You Aren’t Going To Change The World And That’s Okay

2010 February 5

Hate To Break It To You is a recurring feature wherein we dispense succinct home truths that everyone could benefit from facing up to, unpleasant as they may be.

Photo by giarose

Not everyone grows up to be Gandhi. Not all of us are meant to change the world and live capital L lives. There’s only so much paradigm-shifting talent, opportunity and luck available and you’re not a failure¬† just because you didn’t receive what you believe was your generationally-mandated portion of the above, although it’s easy to see why you might feel that way.

Those of us who grew up as part of the middle-class North American majority learned that we could be anything we wanted, but somewhere along the way, we got it twisted around in our heads that we had to be everything the world wanted/needed in order to be successful. Money wasn’t enough, nor was the love of family and friends, we wanted to matter, to make a difference, to prove ourselves, even if we couldn’t define exactly what this entailed. But we knew it was big, bigger than the lives we’re living now, bigger than our cubicle jobs, our weakness for reality tv and organic, fair trade espresso. You’re nobody until the Nobel committee comes calling. We’re not supposed to settle and settling has become anything less than being multi-tasking, globe-trotting, world-saving, well-paid, well-partnered prodigies. The desire not to hide our individual lights under a bushel is a laudable one, but not everyone is going to be a game changer. And there’s no shame or failure or inadequacy in working¬† an “ordinary” job, in leading a quiet life, in surrounding yourself with a handful of close friends and family. In fact, those are the lives most of us end up with, with the smarter of us realizing that they’re every bit as meaningful as the marquee existences we feel we ought to aspire to. There doesn’t need to be a higher purpose, a greater mandate, a pissing contest of who has more frequent flyer miles and a bigger LinkedIn network. It’s okay not to end up a shining star and it’s more than okay not to have ever wanted to be one in the first place. It’s okay to work at Whole Foods or be a stay-at-home dad or never finish your PhD thesis. Never owning a home doesn’t make you a failure, nor does buying one four doors down from your parents. Who the hell cares if you’ve never even heard of Herzog and that you like Bon Jovi and drink PBR without a trace of hipster irony? These aren’t moral failings, folks.

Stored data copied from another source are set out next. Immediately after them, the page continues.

Issue #294, opened 2022-07-03
installing on windows 10


gschian0:
I run install command ... this loops for a long time 
`  Downloading uvloop-0.8.1.tar.gz (1.7 MB)
     |████████████████████████████████| 1.7 MB ...
    ERROR: Command errored out with exit status 1:
     command: 'c:\python39\python.exe' -c 'import io, os, sys, setuptools, tokenize; sys.argv[0] = '"'"'C:\\Users\\GennaroSchiano\\AppData\\Local\\Temp\\pip-install-oikqiajz\\uvloop_d228fdc188f043f1b7f76f1c55d90f8e\\setup.py'"'"'; __file__='"'"'C:\\Users\\GennaroSchiano\\AppData\\Local\\Temp\\pip-install-oikqiajz\\uvloop_d228fdc188f043f1b7f76f1c55d90f8e\\setup.py'"'"';f = getattr(tokenize, '"'"'open'"'"', open)(__file__) if os.path.exists(__file__) else io.StringIO('"'"'from setuptools import setup; setup()'"'"');code = f.read().replace('"'"'\r\n'"'"', '"'"'\n'"'"');f.close();exec(compile(code, __file__, '"'"'exec'"'"'))' egg_info --egg-base 'C:\Users\GennaroSchiano\AppData\Local\Temp\pip-pip-egg-info-in0fmwpb'
         cwd: C:\Users\GennaroSchiano\AppData\Local\Temp\pip-install-oikqiajz\uvloop_d228fdc188f043f1b7f76f1c55d90f8e\
    Complete output (5 lines):
    Traceback (most recent call last):
      File "<string>", line 1, in <module>
      File "C:\Users\GennaroSchiano\AppData\Local\Temp\pip-install-oikqiajz\uvloop_d228fdc188f043f1b7f76f1c55d90f8e\setup.py", line 10, in <module>
        raise RuntimeError('uvloop does not support Windows at the moment')
    RuntimeError: uvloop does not support Windows at the moment
    ----------------------------------------
[...]

PR #1009, opened 2023-02-02
performance: create concurrent calls for listing s3 buckets

IyadhKhalfallah:
benchmark:

- Current solution: 80s
- Solution in PR: 38s

---

- [ ] Added a test


now/data_loading/data_loading.py
```diff
@@ -320,10 +321,30 @@ def _list_files_from_s3_bucket(
...
+        return result
+
+    prefixes = [
+        obj['Prefix']
+        for obj in bucket.meta.client.list_objects(Bucket=bucket.name, Delimiter='/')[
+            'CommonPrefixes'
+        ]
+    ]
+    objects = []
+    with ThreadPoolExecutor(max_workers=MAX_WORKERS_S3_THREADPOOL) as executor:
```
joschkabraun, line 336: We can probably use the number of cpu cores as `max_workers`.

joschkabraun:
Great! The solution is faster than previously, but it's still lacking behind the potential improvement to below one second. I think, if we improve the speed, we should go the full way.

IyadhKhalfallah:
> Great! The solution is faster than previously, but it's still lacking behind the potential improvement to below one second. I think, if we improve the speed, we should go the full way.

@joschkabraun True, we still need to solve the problem of the prompt toolkit event loop. With that, we could potentially go lower. But, I don't think we can generalize achieving the goal of going below one second, because we can't generatlize the structure of the firsr-level folders (could be also second-level, ...). In the case studied and discussed before, they could achieve very high speed because they knew the structure of the folders already, and they created concurrent calls for them in that pattern. The solution I implemented uses `bucket.meta.client.list_objects(Bucket=bucket.name, Delimiter='/')` as a general way to get the first-level folders since we have no pattern to follow.
We should also note that regarding the `async` that we might add, I'm not sure that this is a problem we want to solve since we need the data for indexing right after the loading part, so we will wait for it to finish either way. 
To conclude, the only thing that I see can help is the `Threadpool`, but it's all about defining the right prefixes. What do you think?

joschkabraun:
> > Great! The solution is faster than previously, but it's still lacking behind the potential improvement to below one second. I think, if we improve the speed, we should go the full way.
> 
> @joschkabraun True, we still need to solve the problem of the prompt toolkit event loop. With that, we could potentially go lower. But, I don't think we can generalize achieving the goal of going below one second, because we can't generatlize the structure of the firsr-level folders (could be also second-level, ...). In the case studied and discussed before, they could achieve very high speed because they knew the structure of the folders already, and they created concurrent calls for them in that pattern. The solution I implemented uses `bucket.meta.client.list_objects(Bucket=bucket.name, Delimiter='/')` as a general way to get the first-level folders since we have no pattern to follow. We should also note that regarding the `async` that we might add, I'm not sure that this is a problem we want to solve since we need the data for indexing right after the loading part, so we will wait for it to finish either way. To conclude, the only thing that I see can help is the `Threadpool`, but it's all about defining the right prefixes. What do you think?

Okay. Given the uncertainty with `asyncio`. How about we test & measure this option in isolation to see if it's worth it to make it work? Worst case scenario we call it in a separate process and in that process we write it in a DocArray to disk and then read it again later.

now/data_loading/data_loading.py
```diff
@@ -315,7 +316,53 @@ def create_docs_from_files(
 
 
 def _list_s3_file_paths(bucket, folder_prefix):
```
joschkabraun, line 318: Can you add some documentation on:
- the overall idea of this approach (in the docs of this function)
- what the single functions do (in the docs of the respective functions, e.g. `get_level_order_prefixes`)
This will make it easier for others, who haven't heard about how you are solving this issue, to understand your solution.

now/data_loading/data_loading.py
```diff
@@ -315,7 +316,53 @@ def create_docs_from_files(
...
+
+    def get_prefixes(max_levels=len(structure_identifier)):
+        level = 1
+        list_prefixes = get_level_order_prefixes(folder_prefix, level)
+        while level < max_levels - 2 and len(list_prefixes) < NUM_FOLDERS_THRESHOLD:
+            level += 1
+            list_prefixes = get_level_order_prefixes(folder_prefix, level)
+        return list_prefixes
+
+    def list_objects(prefix):
```
joschkabraun, line 348: let's remove this function, it's a one-liner

now/data_loading/data_loading.py
```diff
@@ -335,16 +382,14 @@ def _list_files_from_s3_bucket(
...
+    first_file = get_first_file_in_folder_structure_s3(bucket, folder_prefix)
     structure_identifier = first_file[len(folder_prefix) :].split('/')
     folder_structure = (
         'sub_folders' if len(structure_identifier) > 1 else 'single_folder'
     )
 
+    file_paths = _list_s3_file_paths(bucket, folder_prefix)
+
     with yaspin_extended(
         sigmap=sigmap, text="Listing files from S3 bucket ...", color="green"
```
joschkabraun, line 394: Do you mind also change the text output of this spinner to that we create the documents from S3 or so? And add a spinner above where we actually list the files.

joschkabraun (changes requested):
Really great work & experiments! Left some documentation suggestions.

now/data_loading/data_loading.py
IyadhKhalfallah: @joschkabraun this function is actually used inside the executor submit, that's why it is declared that way. I'll investigate if I can directly inject it

now/data_loading/data_loading.py
```diff
@@ -315,7 +316,79 @@ def create_docs_from_files(
...
+            prefix_list = []
+            for prefix in level_prefixes:
+                prefix_list += get_level_order_prefixes(prefix, level - 1)
+        return prefix_list
+
+    def get_prefixes(max_levels=len(structure_identifier) - 2):
+        """
+        Finds the best level for the prefixes
+
+        :param max_levels: The maximum number of level we can get to
```
joschkabraun, line 362: Do you mind also adding intuition why the default value of `max_levels` was chosen as is?

joschkabraun (approved):
LGTM! 🚀

IyadhKhalfallah:
> few questions to understand the scope/motivation of this PR:
> 
> so you're basically stepping into the next level until the number of folders is more than some predefined constant, right? how did you come up with this number?
> 
> also, why do we need to choose the level? shouldn't we expect something like this? data/ folder1 folder2 ... foldern in which case we could just pass each folder to the runners? (i.e. level1)

@jupyterjazz Actually, that number is a constant that we define based on past experiments for now. We can't tell which is the best number but, for now we made an approximation for 100. Although we plan to study this in a different ticket (#294). For the format of the data, we don't necessarily have that, and that's why we introduced this levels logic (Customer data for reference) which answers this question: Where to stop, in terms of levels in the file structure, when choosing the concurrent threads?

jupyterjazz (approved):
LGTM

PR #1024, opened 2023-02-06
fix: add slash to s3 path

joschkabraun:
---

- [ ] Added a test

### DIFF
--- a/now/common/options.py
+++ b/now/common/options.py
@@ -183,6 +183,12 @@ DATASET_PATH = DialogOptions(
     ),
 )
 
+
+def _fix_s3_uri(user_input: UserInput):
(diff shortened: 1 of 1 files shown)


jupyterjazz (commented):
so it doesn't read anything if there's no slash at the end or what's the behavior?

joschkabraun:
> so it doesn't read anything if there's no slash at the end or what's the behavior?

No, the issue would be that if someone gives `s3://bucket-name/data` it would load data from folder `s3://bucket-name/data` but also any other folder which starts with `data` e.g. `s3://bucket-name/data_private`

jupyterjazz (approved):
Nice catch!

florian-hoenicke (approved):

PR #1026, opened 2023-02-06
ci: workaround

florian-hoenicke:
workaround for this issue
https://github.com/actions/runner-images/issues/7048


aqeelat:
Just commenting to point out that changing the version won't help
https://github.com/actions/runner-images/issues/7048#issuecomment-1418823645

florian-hoenicke:
Thanks @aqeelat

PR #1027, opened 2023-02-06
fix: only install the released version of jina now

makram93:
This PR solves the following:
- Install only the released version of Jina NOW to deploy the example, because the pre-release version can sometimes be unstable.
- Set DNS value as a list
- Check for all index fields, earlier it was just checking the first index fields since we allowed only one index field
- ~~Set autoscaling to 1 based on this [slack discussion]~~(https://jinaai.slack.com/archives/C03434J5BND/p1675851878421409) 

---

- [ ] Added a test


.github/workflows/force-deploy-examples.yml
```diff
@@ -31,7 +33,7 @@ jobs:
           sudo apt update && sudo apt install ffmpeg
           python -m pip install --upgrade pip
           python -m pip install wheel
-          pip install --no-cache-dir ".[full,test]"
+          pip install jina-now -U
```
florian-hoenicke, line 36: In that case you don't need to checkout the code base

florian-hoenicke (changes requested):

now/app/search_app/app.py
```diff
@@ -80,7 +80,7 @@ def preprocessor_stub() -> Dict:
             'needs': 'autocomplete_executor',
             'uses': f'jinahub+docker://{name_to_id_map.get("NOWPreprocessor")}/{NOW_PREPROCESSOR_VERSION}',
             'jcloud': {
-                'autoscale': {'min': 0, 'max': 5, 'metric': 'concurrency', 'target': 1}
+                'autoscale': {'min': 1, 'max': 5, 'metric': 'concurrency', 'target': 1}
```
joschkabraun, line 83: why this change of `min`?

now/app/search_app/app.py
```diff
@@ -110,7 +110,7 @@ def sbert_encoder_stub() -> Tuple[Dict, int]:
                 'model_name': 'msmarco-distilbert-base-v3',
             },
             'jcloud': {
-                'autoscale': {'min': 0, 'max': 5, 'metric': 'concurrency', 'target': 1}
+                'autoscale': {'min': 1, 'max': 5, 'metric': 'concurrency', 'target': 1}
```
joschkabraun, line 113: why this change of `min`?

joschkabraun (changes requested):

now/app/search_app/app.py
makram93: During indexing, pods are terminated and restarted very frequently. There is no grace period supported yet by the wolf team autoscaling executors. As a workaround, Zac suggested using the min value as 1.
The restarting of pods causes indexing issues with large datasets
`
batch 37, try 0 HTTP Balancer service in fail-fast
trailing_metadata=Metadata((('content-length', '0'), ('l5d-proxy-error', 'HTTP Balancer service in fail-fast'), ('l5d-proxy-connection', 'close'), ('date', 'Wed, 08 Feb 2023 10:16:49 GMT')))
trailing_metadata=Metadata((('content-length', '0'), ('l5d-proxy-error', 'HTTP Balancer service in fail-fast'), ('l5d-proxy-connection', 'close'), ('date', 'Wed, 08 Feb 2023 10:16:49 GMT'))) |Gateway: Communication error with deployment preprocessor at address(es) {'preprocessor.jnamespace-e77920d288.svc:80'}. Head or worker(s) may be down.
trailing_metadata=Metadata((('content-length', '0'), ('l5d-proxy-error', 'HTTP Balancer service in fail-fast'), ('l5d-proxy-connection', 'close'), ('date', 'Wed, 08 Feb 2023 10:16:49 GMT')))
`
I am not 100% sure if this fixes it, since  I still see it sometimes.

The other reason I had in my mind, which could be unrelated, is that the pods go down to 0 and when the request comes, it takes time to bring back up the pod and that is why the first call to the flow is always slow. By keeping it to 1, I hope that one pod is always active and therefore the flow would always be ready to serve the request.

Let me know what you think.

joschkabraun: > I am not 100% sure if this fixes it, since I still see it sometimes.

So, instead of increasing `min` shouldn't we then rather remove it entirely or just leave it as is?

> The other reason I had in my mind, which could be unrelated, is that the pods go down to 0 and when the request comes, it takes time to bring back up the pod and that is why the first call to the flow is always slow. By keeping it to 1, I hope that one pod is always active and therefore the flow would always be ready to serve the request.

Starting the pods takes 5-15 seconds, which I think is fine, right?

makram93: Yes, this is fine and also acceptable. The only downside is with the cloud apps. Now we are hosting demo deployments and when any demo is selected, the API first calls `dry_run` on the flow to check if it is active. This takes up some time - 2~30s, which is a bit much for the UI since it feels stuck. But anyways, I will revert the code and change it back to 0

florian-hoenicke: I agree, 0 is best for cost saving. I see that it is tempting to have always 1 replica running but I think it is rather fixing a symptom. As far as I understand, the dry_run() is causing it. Can we also check if the flow is running without doing a dry_run? What about the client.flow_running or something like this?

makram93: `client.is_flow_ready` also calls dry_run afaik. Anyways, I have reverted the min to 0.

.github/workflows/force-deploy-examples.yml
```diff
@@ -34,10 +34,9 @@ jobs:
           python-version: 3.7
       - name: Prepare environment
         run: |
-          sudo apt update && sudo apt install ffmpeg
```
jupyterjazz, line 37: so we don't need ffmpeg anymore?

violenil (approved):
LGTM!

scripts/deploy_examples.py
```diff
@@ -100,7 +103,11 @@ def deploy(demo_ds):
     os.environ['JINA_AUTH_TOKEN'] = os.environ.get('WOLF_TOKEN')
     os.environ['NOW_EXAMPLES'] = 'True'
     os.environ['JCLOUD_LOGLEVEL'] = 'DEBUG'
-    deployment_type = os.environ.get('DEPLOYMENT_TYPE', 'partial').lower()
+    deployment_type = os.environ.get('DEPLOYMENT_TYPE', None)
+    if not deployment_type:
+        deployment_type = 'partial'
+    deployment_type = deployment_type.lower()
```
jupyterjazz, line 109: isn't this the same?

.github/workflows/force-deploy-examples.yml
makram93: We do not have a music dataset so it is not needed

jupyterjazz: then we should remove it from `ci.yml` and `cd.yml` too

jupyterjazz (approved):
LGTM!

we should remove ffmpeg from ci/cd too I think

PR #1029, opened 2023-02-06
ci: workaround mirror

florian-hoenicke:
workaround discussed here https://github.com/actions/runner-images/issues/7048#issuecomment-1419418937


florian-hoenicke:
not needed anymore

PR #1039, opened 2023-02-07
Feat: cli dynamic options

Tanguyabel:
This PR adds support for selecting dynamic options from the command line arguments in the terminal. For now it supports only the model selection options but this could easily become generic when needed.

For example:
```
 python main.py start --dataset_type path --dataset_path ~/Downloads/gif_err --index_fields .gif --model_selection .gif:Clip
```
will instruct the cli to set the Clip encoder for .gif indexes.

---

- [ ] Added a test


Tanguyabel:
In addition, this PR brings a new debug() useful command that can be use to log with file names and lines when troubleshoot ing runs, especially with remote flows.

now/dialog.py
```diff
@@ -38,6 +38,19 @@ def configure_option(
 ) -> DialogStatus:
     # Check if it is dynamic. If it is then spawn multiple dialogs for each option and return with continue
     if option.dynamic_func:
+        if option.name in kwargs:
+            # Expand dynamic options from parent option, expect a dict (supports only model_selection)
+            for user_selection in kwargs[option.name].split(","):
+                if ":" in user_selection:
+                    option_name, option_value = user_selection.split(":")
```
makram93, line 45: Can we also add some syntax separated `option_value` here because the `text` field can have clip and sbert. So, ideally I should be able to do:
```
python main.py start --dataset_type path --dataset_path ~/resources/gif --index_fields file.txt,file.gif --model_selection file.txt:Clip&Sbert,file.gif:Clip
```
`&` can be replaces with any other identifier

makram93 (commented):
I would also suggest updating the docs with an example of how the CLI can be used.

now/dialog.py
Tanguyabel: good poing, thanks! I will add support for multiple models 👍

Tanguyabel: I extended and now support multiple selection using separator '+', like in the following example:
```
python main.py start --dataset_type path --dataset_path test/multi --index_field desc.txt,img.gif --model_selection desc.txt:Clip+Sbert,img:Clip
```

now/dialog.py
```diff
@@ -38,6 +38,25 @@ def configure_option(
...
     # Check if it is dynamic. If it is then spawn multiple dialogs for each option and return with continue
     if option.dynamic_func:
+        if option.name in kwargs:
+            # Expand dynamic options from parent option, expect a dict (supports only model_selection)
+            for user_selection in kwargs[option.name].split(","):
+                if ":" in user_selection:
+                    option_name, option_values = user_selection.split(":")
+                    kwargs[f"{option_name}_model"] = []
+                    for option_value in option_values.split("+"):
+                        kwargs[f"{option_name}_model"].append(
```
makram93, line 48: We can wrap this up in a try-catch block or perform an `if` check on `options_value` and raise a proper message in case the user, provided some wrong model name.

makram93:
Also, update [this documentation](https://github.com/jina-ai/now/blob/main/docs/user-guides/cli_api.md) file with an example of how to provide model selection with cli and what values can be provided

now/dialog.py
Tanguyabel: RIght so initially I wanted to catch errors and raise something to the user. For this I wanted to leverage `parser` from `argparse`, but since we build it in other places I would have to pass it along all the functions all the way to code where we configure the dynamic options here... It was a lot of overhead. Thus I thought at first, we could silently ignore mistyped options. But I agree this is not ideal. What are your thoughts about this?

makram93: If it is possible, then we could pop the value from kwargs and raise `RetryException` (with a message that the passed fields are not correct, please select) so that this dialog will be asked to the user

Tanguyabel: I won't throw a `RetryException` here as this one is used only in the interactive context, while the parsing I added occurs when passing a selection a a command line argument. However, I will display nicer error in case of an error with the selection.

Tanguyabel: Ok I handle now two type of errors:

```
python main.py start --dataset_type path --dataset_path ~/Downloads/gif_err --index_fields .gif --model_selection foo.gif:Clip
```
```
ValueError: Error with --model_selection: foo.gif is not in an index.
```

and

```
python main.py start --dataset_type path --dataset_path ~/Downloads/gif_err --index_fields .gif --model_selection .gif:Sbert
```
```
ValueError: Error with --model_selection: Sbert is not available. for index .gif.
```

makram93: The error message looks much better now. Can we also print possible options that they could select in the same error message?
`ValueError: Error with --model_selection: Sbert is not available. for index .gif. Choose one/many among {..possible models..}`

makram93 (approved):
LGTM! 🚀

I’m absolutely not telling you to give up on your dreams, or jettison your idealism in favor of the “simple” life. Both are valid choices and they aren’t even mutually exclusive. What I am encouraging you to do is to stop living for your legacy and to take a moment to examine the implicit privilege in assuming the self-imposed middle-class Gen Y burden of “making the world a better place” out of a sense of duty instead of genuine altruism (which I’d never argue against, obviously). You’re the one choosing that yoke and you can choose to cast it off. Noblesse oblige, especially of the guilt-driven variety, is totally overrated.